**INPUT RECORDS**
━━━━━━━━━━━━━━━━━━━━━━━━━━━━━━

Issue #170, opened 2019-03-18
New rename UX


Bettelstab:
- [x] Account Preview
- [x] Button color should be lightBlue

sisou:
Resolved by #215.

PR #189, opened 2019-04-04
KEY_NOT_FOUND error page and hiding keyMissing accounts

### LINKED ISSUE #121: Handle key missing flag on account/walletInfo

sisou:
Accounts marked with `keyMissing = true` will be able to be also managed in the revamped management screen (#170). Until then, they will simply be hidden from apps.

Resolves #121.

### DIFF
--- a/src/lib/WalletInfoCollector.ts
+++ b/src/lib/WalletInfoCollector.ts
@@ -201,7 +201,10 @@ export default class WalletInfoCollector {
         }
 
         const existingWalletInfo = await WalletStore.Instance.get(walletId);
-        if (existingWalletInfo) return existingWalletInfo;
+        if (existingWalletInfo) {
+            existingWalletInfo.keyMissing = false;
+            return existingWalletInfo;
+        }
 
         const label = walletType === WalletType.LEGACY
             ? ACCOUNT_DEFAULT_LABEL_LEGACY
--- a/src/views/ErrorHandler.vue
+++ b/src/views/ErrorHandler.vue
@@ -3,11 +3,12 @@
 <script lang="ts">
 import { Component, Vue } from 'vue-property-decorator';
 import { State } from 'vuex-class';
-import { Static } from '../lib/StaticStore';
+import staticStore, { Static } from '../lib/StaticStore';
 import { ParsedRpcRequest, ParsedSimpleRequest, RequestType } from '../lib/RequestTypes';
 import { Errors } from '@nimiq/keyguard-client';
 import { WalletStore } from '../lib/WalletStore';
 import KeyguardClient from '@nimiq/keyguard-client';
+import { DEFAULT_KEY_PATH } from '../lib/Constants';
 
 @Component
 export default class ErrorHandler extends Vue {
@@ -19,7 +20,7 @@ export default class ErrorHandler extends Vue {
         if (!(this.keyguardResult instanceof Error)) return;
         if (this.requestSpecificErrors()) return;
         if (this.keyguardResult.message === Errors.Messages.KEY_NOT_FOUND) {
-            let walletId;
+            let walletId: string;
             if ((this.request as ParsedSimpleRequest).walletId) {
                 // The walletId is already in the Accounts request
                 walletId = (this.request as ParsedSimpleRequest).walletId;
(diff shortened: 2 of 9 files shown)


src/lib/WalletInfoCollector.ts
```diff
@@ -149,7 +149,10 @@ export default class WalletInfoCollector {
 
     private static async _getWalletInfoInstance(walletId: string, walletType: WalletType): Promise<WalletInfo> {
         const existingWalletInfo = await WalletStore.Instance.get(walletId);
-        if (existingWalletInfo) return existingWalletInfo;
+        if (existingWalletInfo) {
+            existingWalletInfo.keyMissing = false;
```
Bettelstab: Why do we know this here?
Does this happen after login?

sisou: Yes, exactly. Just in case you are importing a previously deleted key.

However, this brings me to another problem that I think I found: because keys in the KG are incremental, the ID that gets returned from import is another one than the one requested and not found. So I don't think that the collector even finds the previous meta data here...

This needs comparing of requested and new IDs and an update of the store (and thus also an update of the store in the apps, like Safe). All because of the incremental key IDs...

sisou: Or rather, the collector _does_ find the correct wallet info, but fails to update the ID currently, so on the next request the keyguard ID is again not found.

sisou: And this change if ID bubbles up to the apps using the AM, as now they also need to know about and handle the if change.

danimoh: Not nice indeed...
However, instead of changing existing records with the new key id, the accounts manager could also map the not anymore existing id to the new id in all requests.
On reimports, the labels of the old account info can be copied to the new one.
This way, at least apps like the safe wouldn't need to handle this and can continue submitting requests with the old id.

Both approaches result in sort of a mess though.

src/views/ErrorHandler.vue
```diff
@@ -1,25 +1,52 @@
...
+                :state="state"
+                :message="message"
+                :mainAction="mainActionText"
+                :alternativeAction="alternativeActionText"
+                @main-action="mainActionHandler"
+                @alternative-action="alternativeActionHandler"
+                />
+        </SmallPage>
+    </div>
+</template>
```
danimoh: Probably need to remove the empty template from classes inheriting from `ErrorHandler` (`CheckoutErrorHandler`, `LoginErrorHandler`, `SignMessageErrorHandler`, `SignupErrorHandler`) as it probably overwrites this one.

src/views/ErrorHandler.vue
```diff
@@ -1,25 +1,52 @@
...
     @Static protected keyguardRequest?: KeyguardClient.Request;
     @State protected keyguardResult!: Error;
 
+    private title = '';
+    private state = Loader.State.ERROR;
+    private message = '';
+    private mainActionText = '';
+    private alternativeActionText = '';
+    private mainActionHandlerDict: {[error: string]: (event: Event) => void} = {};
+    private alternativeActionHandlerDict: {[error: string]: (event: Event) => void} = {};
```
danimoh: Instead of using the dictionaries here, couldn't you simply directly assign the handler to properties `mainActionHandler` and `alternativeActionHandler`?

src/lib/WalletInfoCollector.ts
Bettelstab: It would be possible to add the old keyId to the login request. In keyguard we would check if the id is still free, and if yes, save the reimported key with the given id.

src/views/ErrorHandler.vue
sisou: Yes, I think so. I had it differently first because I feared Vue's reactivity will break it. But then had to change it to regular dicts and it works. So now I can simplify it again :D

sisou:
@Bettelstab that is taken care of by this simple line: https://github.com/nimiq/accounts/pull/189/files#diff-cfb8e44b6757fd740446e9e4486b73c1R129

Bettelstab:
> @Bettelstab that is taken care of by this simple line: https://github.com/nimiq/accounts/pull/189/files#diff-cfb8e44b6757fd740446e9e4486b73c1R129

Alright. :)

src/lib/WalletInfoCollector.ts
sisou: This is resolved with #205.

━━━━━━━━━━━━━━━━━━━━━━━━━━━━━━

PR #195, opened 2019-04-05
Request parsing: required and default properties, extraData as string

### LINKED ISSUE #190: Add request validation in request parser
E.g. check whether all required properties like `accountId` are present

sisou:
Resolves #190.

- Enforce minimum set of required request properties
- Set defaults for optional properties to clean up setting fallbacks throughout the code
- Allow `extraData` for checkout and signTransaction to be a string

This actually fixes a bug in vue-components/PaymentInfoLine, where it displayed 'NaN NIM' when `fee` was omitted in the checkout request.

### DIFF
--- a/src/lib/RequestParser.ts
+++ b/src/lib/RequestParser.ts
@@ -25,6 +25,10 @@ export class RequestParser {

━━━━━━━━━━━━━━━━━━━━━━━━━━━━━━

**TASK GOAL**
The answer must consist of every line from the entries above that contains the string "alternativeActionText".

**YOUR SOLUTION**
+                :alternativeAction="alternativeActionText"
+    private alternativeActionText = '';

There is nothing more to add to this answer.